Title
Amendment to SEC Code of Corporate Goverce
Law
Sec Memorandum Circular No. 9, S. 2014
Decision Date
May 6, 2014
The SEC's 2014 amendment to the Revised Code of Corporate Governance mandates enhanced accountability, transparency, and stakeholder communication for corporate boards to ensure long-term success and integrity in financial reporting.
A

Board Governance: General Responsibility

  • The Board is tasked with fostering the long-term success of the corporation.
  • Must sustain the corporation's competitiveness and profitability.
  • Actions must align with corporate objectives.
  • Must act in the best interests of stockholders and other stakeholders.

Board Governance: Duties and Functions

  • The Board should uphold a high standard of best practice.
  • Conduct must be characterized by honesty and integrity.
  • Duties include identifying corporation’s stakeholders within the community and those affected by its operations.
  • Must formulate clear policies ensuring accurate, timely, and effective communication with these stakeholders.
  • The Corporate Secretary plays a key role, working fairly and objectively with the Board, Management, stockholders, and other stakeholders.

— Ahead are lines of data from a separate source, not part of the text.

Issue #542, opened 2016-12-23
Implement ACPI HALT command


fanoI:
Cosmos can not shutdown the machine but only boot it and do reboot.
To implement a proper shutdown Cosmos ACPI support should be enanched to support the HALT command; at the user level the expected interface is simply kernel.Stop().

A starting point:
http://wiki.osdev.org/Shutdown

asm2620:
I have this problem with MonoOS, that based on linux.
When I run /sbin/poweroff, It stops working and screen will freeze.

fanoI:
On Linux HALT is surely implemented I usually do: 'shutdown -h now' not poweroff...

Please left this issue for the actual Cosmos implementation of the HALT command.
Thank you.

DarrellBailey:
It appears as though the current implementation doesn't even implement reboot.

The `Kernel.Reboot` method is empty?

fanoI:
Yes Kernel is an abstract class with apparently all empty methods but are plugged somewhere else I think.

However I've read that there were version of Halt command implemented in user kernel so why don't port this implementation where it should be inside the Cosmos source tree?

DarrellBailey:
@fanoI 

That code seems like it will do the trick. I can implement this in the core and bubble it up to the kernel layer but this wont be a full implementation of ACPI. In fact, to fully implement acpi would be a huge undertaking by itself which is why intel releases the acpica (https://github.com/acpica/acpica)

This will, however, be good enough for now.

fanoI:
Do you mean the difficulties are to implement the standby / resume and so on? For now having the possibility to really shutdown the machine will be sufficient for us.

The code I've linked I'd say needs refactoring as too much unsafe code is needed probably it will need to splitted between Core (were unsafe can be used) and HAL rings.

jp2masa:
@fanoI No, I found that code in a tutorial, in the start of the file it says:
```
/// <summary>
/// ACPI and Power Management Functions
/// 
/// Provided by Grunt to app-builder on the Cosmos discussion boards
/// </summary>
```

fanoI:
Closed by https://github.com/CosmosOS/Cosmos/pull/671

PR #633, opened 2017-05-04
Implementation of Sys.Power.Shutdown();

valentinbreiz:
That works and should replace the Stop(); method ! (https://github.com/CosmosOS/Cosmos/issues/542 fixed)
PS: That fixes "Stack overflow occured at address 0x020AA29D! Halting now." after using Stop(); with canvas.
Thanks to @TheCool1James for his ACPI.cs :)


source/Cosmos.Core/CPU.cs
```diff
@@ -62,5 +63,12 @@ public static bool DisableInterrupts()
             mInterruptsEnabled = false;
             return xResult;
         }
+
+        public void Shutdown()
```
jp2masa: I think that CPU shouldn't have the Shutdown method, it's not related to the CPU, but to ACPI.

valentinbreiz: Ok I will try tomorrow.

fanoI:
I'm asking myself if it was better to retain the legacy Kernel.Stop() that maybe user OS are already using or not... on the other hand a Power class makes more clear the intent...

And probably Power class it will make yet more sense when we add Standby and Hibernate.

valentinbreiz:
@fanol I think it's better to use Power class, as you said it, that makes more clear the intent.
And for more future features it is "cleaner" to do like that.

source/Cosmos.Core/CPU.cs
valentinbreiz: @jp2masa why Reboot method is also in Cosmos.Core/CPU.cs ?
Because Cosmos can be rebooted from ACPI too.

jp2masa:
The current reboot method is done on the CPU, we should have ACPI restart too.

valentinbreiz:
@jp2masa there is a reboot method in the ACPI.cs : https://github.com/valentinbreiz/Cosmos/blob/7708d564c2b03dc94c08882156c25d60b3b67eec/source/Cosmos.Core/ACPI.cs#L317
It just have to be implemented to Power.cs.

fanoI:
The actual kernel class: https://github.com/CosmosOS/Cosmos/blob/master/source/Cosmos.System/Kernel.cs had a AfterRun() "callback" that permitted to do something before the OS died this could be useful when we have a true OS in future and - for example - when the user request shutdown we can send a message to all the open application to close gracefully (and give them the possibility to save open documents too).
Retain the actual behavior using ACPI to do a true shutdown seems easy:

https://github.com/CosmosOS/Cosmos/blob/master/source/Cosmos.System/Kernel.cs#L98
when AfterRun() returns simply call Power.Shutdown().

Regarding reboot should for the user point of view should be a call to Kernel.Restart(): https://github.com/CosmosOS/Cosmos/blob/master/source/Cosmos.System/Kernel.cs#L140 that - in turn - will call Power.Reboot().

@jp2masa what do you think?

jp2masa:
Shutdown should be handled in AfterRun(). The correct way to shutdown the OS would be Kernel.Stop(), so that the OS loop stops and AfterRun() gets called. Power.Shutdown() would be the last method to be called in AfterRun().
I think that we should check if ACPI is present, and if not, use CPU reboot. This check would be in the Power class.

fanoI:
Well in any case ACPI is not present it Power.Shutdown could simply return and we will be in the same situation of now the Run loop ends and I don't know if the caller of "Kernel" (does it exist?) issued something similar to ASM instruction CLI, HALT... or simply CPU was yet on but our code was not existing anymore?

jp2masa:
CPU will work while it is being powered, only ACPI can really stop it. It just doesn't execute any instruction I think.

valentinbreiz:
@jp2masa I moved ACPI.cs to Cosmos.HAL and deleted the old Reboot method from Cosmos.Core.CPU.

jp2masa:
The Reboot method in CPU should be kept. Try moving the ACPI IOPort to Cosmos.Core.IOGroups.

valentinbreiz:
Why it should be kept ?
And with ACPI IOPort you say the ACPI.cs I added ?

jp2masa:
It should be kept in case the system doesn't have ACPI. There is an IOPort declaration in ACPI.cs that should be moved to Cosmos.Core.IOGroup.ACPI, and added to Cosmos.Core.BaseIOGroups.

TheCool1James:
Hello. I would like to point out that _that_ ACPI implementation is a port from `http://forum.osdev.org/viewtopic.php?t=16990`

fanoI:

Accountability and Audit: Internal Controls

  • Board must ensure an effective internal control system.
  • Internal controls are designed to guarantee the integrity of financial reports.
  • Protects the corporation’s assets.
  • These provisions aim to benefit stockholders and other stakeholders by safeguarding corporate resources and financial transparency.

Disclosure and Transparency

  • Mandates full, timely, and public disclosure of all material information affecting the corporation’s viability or the interests of stockholders and stakeholders.
  • Includes earnings results, asset acquisitions or dispositions, off-balance sheet transactions, related party transactions, and remuneration of Board and Management members.
  • The Board must commit to full disclosure at all times.
  • Requires filing of all required disclosures through appropriate Exchange mechanisms for listed companies and submissions to the SEC.

Implementation and Compliance

  • The Circular takes effect fifteen (15) days after publication in a national newspaper of general circulation.
  • Corporations must update and file their Manuals of Corporate Governance reflecting these amendments with the Commission by July 31, 2014.

Authority and Signature

  • The memorandum is signed by the SEC Chairperson, Teresita J. Herbosa, upon approval by the Commission on May 6, 2014, in Mandaluyong City, Philippines.